The resulting whole-brain ISC-SM nonparametric corrected map overlapped (Figure S3) nicely with the regions resulting from the parametric t test map (Figure 3). Similar results were also obtained with ROI analysis (Figure 5B). Shown in Figure 5B is the veridical ISC-SM difference graphed on the distribution of difference values using the mock data in each ROI. The mean ISC-SM difference between the mock both remembered and mock both missed centered on 0 ± 0.2, suggesting no difference in ISC between both remembered and both missed events for the shuffled data set (Figure 5B). In contrast, in these regions, the veridical ISC-SM coefficient difference (red vertical line in each panel) was at the positive tail of this distribution over the 95% confidence interval (Figure 5B), suggesting significant differences between the ISC for both remembered compared to both missed events only when using the veridical behavioral responses. The only brain region that proves significant in the nonparametric ROI analysis (see Figure 5B) but does not pass the whole-brain nonparametrically derived corrected threshold is the mPFC.

Finally, in posterior visual areas, the veridical ISC-SM statistic is found in the middle of this mock distribution (i.e., no significant difference between both remembered and both missed correlation), further verifying our initial finding that activity in these regions does not show enhanced ISC during encoding of events later remembered (see control ROI in calcarine sulcus (V1/2) in Figure 5B, and lack of correlation in posterior regions in Figures 3 and S3).

Response Magnitude

The ISC method measures the intersubject similarity in the temporal pattern of BOLD response without making any a priori assumptions about the spatiotemporal response profile. Hence, a significant ISC-SM effect can stem from different types of activation profiles. For example, enhancements or reductions in response amplitude or even a complex mixture of the two, can lead to high ISC as long as the activation patterns are similar across subjects. Thus, in order to characterize the activation profiles in the memory-formation-related regions emerging from our ISC-SM analysis, allowing us to bridge our results with previous SM studies using rapid event-related designs, we extracted the BOLD time course for remembered and missed events within each ROI showing enhanced ISC-SM effects (Figure 3)using both trigger-averaging and deconvolution approaches (see Experimental Procedures). (Note both approaches yielded similar results. Figure 5 presents results using trigger-averaged data, and Figure S4 presents results from the deconvolution analysis, as well as time course data from low confidence remembered events.)
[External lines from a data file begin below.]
PR #1087, opened 2019-08-13
UserSessionTimeOut automatic logout fixed

### LINKED ISSUE #1085: Handle engine option "UserSessionTimeOutInterval" value of <=0 appropriately
VM Portal version number: 1.5.3
oVirt version number: 4.3.5
Browser and version: Any

Steps to Reproduce:
1. Set the "UserSessionTimeOutInterval" to -1 on the engine
2. Login to VM Portal
3. User is auto-logged out immediately

Actual results: If the "UserSessionTimeOutInterval" is set to -1, VM Portal will log out the user immediately.

Expected results: With a value of -1, it is expect the user is never auto logged out.

Additional info:
As per the config value definition in ovirt-engine, "A negative value indicates that sessions never expire.": https://github.com/oVirt/ovirt-engine/blob/e0940bd9b768cb52c78f9e0d0c97afd6de7ac8a5/packaging/etc/engine-config/engine-config.properties#L218-L220

`SessionActivityTracker` needs to be modified to handle the -1 value correctly.

yodem:
Fixes: #1085 

If the user decides that his UserSessionTimeOut = -1, he wouldn't logout.

### DIFF
--- a/src/App.js
+++ b/src/App.js
@@ -82,7 +82,7 @@ function isBrowserUnsupported () {
  * Main App component. Wrap the main react-router components together with
  * the various dialogs and error messages that may be needed.
  */
-const App = ({ history, config, appReady }) => {
+const App = ({ history, config, appReady, activateSessionTracker }) => {
   if (isBrowserUnsupported()) {
     return <UnsupportedBrowser />
   }
@@ -98,7 +98,7 @@ const App = ({ history, config, appReady }) => {
         <OvirtApiCheckFailed />
         <LoadingData />
         <ToastNotifications />
-        { appReady && <SessionActivityTracker /> }
+        { appReady && activateSessionTracker && <SessionActivityTracker /> }
         { appReady && renderRoutes(getRoutes()) }
       </div>
     </ConnectedRouter>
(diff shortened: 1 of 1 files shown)


src/components/SessionActivityTracker.js
```diff
@@ -41,18 +41,19 @@ class SessionActivityTracker extends React.Component {
...
-
-    this.setState(
-      state => ({
-        counter: state.counter - 1,
-        showTimeoutModal: state.counter <= TIME_TO_DISPLAY_MODAL,
-      }),
-      () => {
-        if (this.state.counter <= 0) {
-          this.props.onLogout()
+    if (!(this.props.config.get('userSessionTimeoutInterval') <= 0)) {
```
sjd78: I recommend you don't wrap the `this.setState` call.  Just have another:
```js
if (configInterval <= 0) {
  return
}
```
above the `this.setState` block.

bond95:
> I also recommend updating `src/App.js` so `{ appReady && <SessionActivityTracker /> }` looks more like `{ appReady && enableActivityTracker && <SessionActivityTracker /> }`. And setup `enableActivityTracker` as a prop on `App` with a test in the `connect` call similar to how it does `appReady` but check the appropriate config entry...

Agree, I think it will be better to move check of `userSessionTimeoutInterval` to App.js, because if `userSessionTimeoutInterval <= 0` then `SessionActivityTracker` is completely useless.

sgratch:
@bond95 @sjd78 please review this

pnovotny:
ci build por favor

pnovotny:
ci build please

One challenge of using a continuous movie stimulus is in determining at what point an event occurred. In the present study, the movie was segmented into 77 probed events spaced approximately 20 s apart. Based on this structure, we examined the BOLD response starting at two different onset points: (1) the moment when the content related to each question was first available (“fact availability”) and (2) the transition between successive episodes within the movie sequence (“episode boundaries”). Within each ROI, the MR signal from all subjects was Z normalized and trigger averaged (or deconvolved) according to each subject's subsequent memory performance.

Examination of trigger-averaged BOLD time courses revealed two distinct activation patterns. The first was seen in the mPFC, temporal pole, STG, and TPJ, where BOLD activation for the later remembered events was significantly greater than that seen for the missed events (Figure 5). Importantly, this effect is evident shortly after the probed fact is first available (point 0 on x axis; see Figure 5C, yellow shading). The second pattern, evident in PHG, was not characterized by a significant magnitude difference in the response amplitude between remembered and missed events directly after the first availability of the probed fact (Figure 5C, yellow bars). Instead, a biphasic BOLD response was observed. Specifically, the initial response was equivalent for both later remembered and missed events (Figure 5D, left side green bars) and this was then followed by a relatively late amplitude difference between remembered and missed events (Figure 5D, right side green bars). Thus, although activation in the PHG demonstrates a reliable ISC-SM effect, the corresponding magnitude difference is relatively weak and is delayed. Finally, as a control, the same analyses were conducted in V1/2 where no significant magnitude differences were seen between memory conditions (Figure 5, lower panel).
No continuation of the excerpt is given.